Data was collected from three runs using WRK as the http load tool with the following parameters: wrk -c 400 -t 16 -d 30s -s priv/scripts/post.lua http://localhost:3333/increment, the script that generates the body request can be found inside the project in the file: priv/scripts/post.lua it generates a random key and random integer and post it to our server in the expected format.

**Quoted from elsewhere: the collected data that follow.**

PR #1605, opened 2023-08-02
Update single-line-check

npentrel:
You were right, we can just check for a lower case letter with a period and then a space. That will catch sentences starting with a lower case letter on the same line.

### DIFF
--- a/.github/vale/bin/single-line-check
+++ b/.github/vale/bin/single-line-check
@@ -4,14 +4,14 @@
 
 RC=0
 
-NEWLINE_CHECK=$(grep -v 'alt=' $(git diff --diff-filter=d --name-only $1 | grep '\.md$') | grep -v 'md:#' | grep -v '!\[' | grep -v '//' | grep -v '|' | grep -v '#' | grep '[a-z]\. [A-Z]')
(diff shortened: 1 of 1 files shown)


.github/vale/bin/single-line-check
```diff
@@ -4,14 +4,14 @@
 
 RC=0
 
-NEWLINE_CHECK=$(grep -v 'alt=' $(git diff --diff-filter=d --name-only $1 | grep '\.md$') | grep -v 'md:#' | grep -v '!\[' | grep -v '//' | grep -v '|' | grep -v '#' | grep '[a-z]\. [A-Z]')
+NEWLINE_CHECK=$(grep -v 'alt=' $(git diff --diff-filter=d --name-only $1 | grep '\.md$') | grep -v 'md:#' | grep -v '!\[' | grep -v '//' | grep -v '|' | grep -v '#' | grep '[a-z]\. ')
```
JessamyT, line 7:
```suggestion
NEWLINE_CHECK=$(grep -v 'alt=' $(git diff --diff-filter=d --name-only $1 | grep '\.md$') | grep -v 'md:#' | grep -v '!\[' | grep -v '//' | grep -v '|' | grep -v '#' | grep '\. ')
```
[opt] I don't think the sentence needs to end in a lower case letter does it? What if it ends in a symbol (like in a link or something) or abbreviation or some such?

JessamyT (approved):
Looks good! An optional additional suggestion to further catch more things

npentrel:
Will merge and if there are any other symbols we can add them separately :)

PR #1609, opened 2023-08-02
Fix base get properties

JessamyT:


sguequierre (approved):
LGTM thanks for catching this!

PR #1617, opened 2023-08-03
DOCS-948: Add PulseAudio troubleshooting

andf-viam:
Add brief troubleshooting item addressing `PulseAudio` / `jackd` errors with best effort fix:
- Fix is specific to Linux OS / sound library combo, but included RPI example command to install missing deps for that specific platform / sound library combo.


dannenberg (approved):
lgtm. it may be worth mentioning that "this error can safely be ignored if you do not intend to use audio on your robot"

dannenberg (approved):
wonderful!

PR #1632, opened 2023-08-09
DOCS-806: Update GPS RTK model docs

JessamyT:

PR #1657, opened 2023-08-10
DOCS-990: Fix gps-nmea board attribute and prune includes file

JessamyT:
As of #1632, the connection attributes includes file is only used by the gps-nmea doc so it doesn't need to be an includes anymore. This PR moves its content into the one place it is used, and edits its contents because "board" is listed in two different places and it belongs only in i2c attributes. Taking out the extra JSON examples too since all of that is captured in the main JSON example tabs.


andf-viam (approved):
LGTM, thanks!

andf-viam (approved):
LGTM, thanks!

PR #1670, opened 2023-08-14
Fix base API code examples

JessamyT:
If you try to move a base at 1mm/s, or 1 deg/sec, not only would that motion theoretically be almost imperceptible to a human, but it won't actually physically work because most motors won't get enough power to break the static friction, so it will stall/not move at all. Changing these to values that would reasonably be expected to work for many hobbyist bases.

Also, I think the Go examples all need "nil" as the extra argument instead of nothing?


npentrel (approved):
Good catch

PR #1722, opened 2023-08-30
Update RDK.md remove code ticks that don't render well in previews 

sguequierre:
* Just noticed this description was rendering without changing to code-- we could probably update something on site theme css to make it render as code if dev content overall doesn't want to make this change


andf-viam (approved):
Thanks, good catch!! LGTM

PR #1724, opened 2023-08-30
remove config builder tab from rplidar docs

EshaMaharishi:
Per this thread (https://viaminc.slack.com/archives/C02KFSY4H89/p1693405628296269), we're going to remove the Config Builder tab so that the docs don't have non-working instructions. The docs should be updated again once rplidar-module is uploaded to the modular registry.


andf-viam (approved):
Ah, I see this UI change is live now in the App. You're right, I can't see a way around this until the RPLidar is available on the Registry. Thanks for this, LGTM!

PR #1728, opened 2023-09-01
Update image on servo test sections

npentrel:


npentrel:
Hi @skyleilani, I noticed that we didn't restrict the image width and the screenshot feels a bit big currently. Te way we generally do that is with a short code: `{{<imgproc src="IMAGE" resize="400x" declaredimensions=true alt="ALT">}}` instead of the `ALT` syntax. Have a look at the servo pages on the staged link (see above) and if it looks good to you, you can approve this PR - thanks!

skyleilani (approved):

PR #1706, opened 2023-08-26
DOCS-908: Document part 1 of the cloud app API and move robot API

JessamyT:

PR #1731, opened 2023-09-01
Update _index.md

npentrel:
The card that is at the bottom of the page for the subpage is a bit random currently


JessamyT:
In https://github.com/viamrobotics/docs/pull/1706 I am making this no_list: true per your rec. I don't think it makes sense for these cards to be here, since they are just a few of the APIs, and there are links to these pages higher in the page.

PR #1764, opened 2023-09-07
DOCS-1070: Update arm and base builder UI instructions

JessamyT:
Part 1 of many


sguequierre (approved):
lgtm!! 💯  Recommend also getting naomi/andrew input but I'm good w this wording

npentrel (approved):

All the runs were made in the same machine a ryzen9 5950x with 64gb of ram.

results = [
  requests: [3456, 3283, 3369] ++ [3581, 3351, 3326] ++ [1553, 1480, 1596],
  run: [1, 2, 3, 1, 2, 3, 1, 2, 3],
  type: [:ets, :ets, :ets, :simple, :simple, :simple, :sync, :sync, :sync]
]
[
  requests: [3456, 3283, 3369, 3581, 3351, 3326, 1553, 1480, 1596],
  run: [1, 2, 3, 1, 2, 3, 1, 2, 3],
  type: [:ets, :ets, :ets, :simple, :simple, :simple, :sync, :sync, :sync]
]
VegaLite.new(width: 600, height: 400, title: "Requets/sec")
|> VegaLite.data_from_values(results, only: ["run", "requests", "type"])
|> VegaLite.mark(:line)
|> VegaLite.encode_field(:x, "run", type: :temporal)
|> VegaLite.encode_field(:y, "requests", type: :quantitative)
|> VegaLite.encode_field(:color, "type")
{"$schema":"https://vega.github.io/schema/vega-lite/v5.json","data":{"values":[{"requests":3456,"run":1,"type":"ets"},{"requests":3283,"run":2,"type":"ets"},{"requests":3369,"run":3,"type":"ets"},{"requests":3581,"run":1,"type":"simple"},{"requests":3351,"run":2,"type":"simple"},{"requests":3326,"run":3,"type":"simple"},{"requests":1553,"run":1,"type":"sync"},{"requests":1480,"run":2,"type":"sync"},{"requests":1596,"run":3,"type":"sync"}]},"encoding":{"color":{"field":"type"},"x":{"field":"run","type":"temporal"},"y":{"field":"requests","type":"quantitative"}},"height":400,"mark":"line","title":"Requets/sec","width":600}

As the graph shows the proposed solution and the baseline project are very close, this is the result of priorizing the response time and using ets as a memory cache and batch insertion to the postgres db. It also shows that it’s considerable better than the sync approach.

This can be seen in the profiling result showing that most of the time the code is executing the phoenix framework. call stack

Conclusions

I enjoyed this excerise and learnt a about GenServers and ets, given more time I would like to explore horizontal scaling making sure this service can work with several intances running at the same time.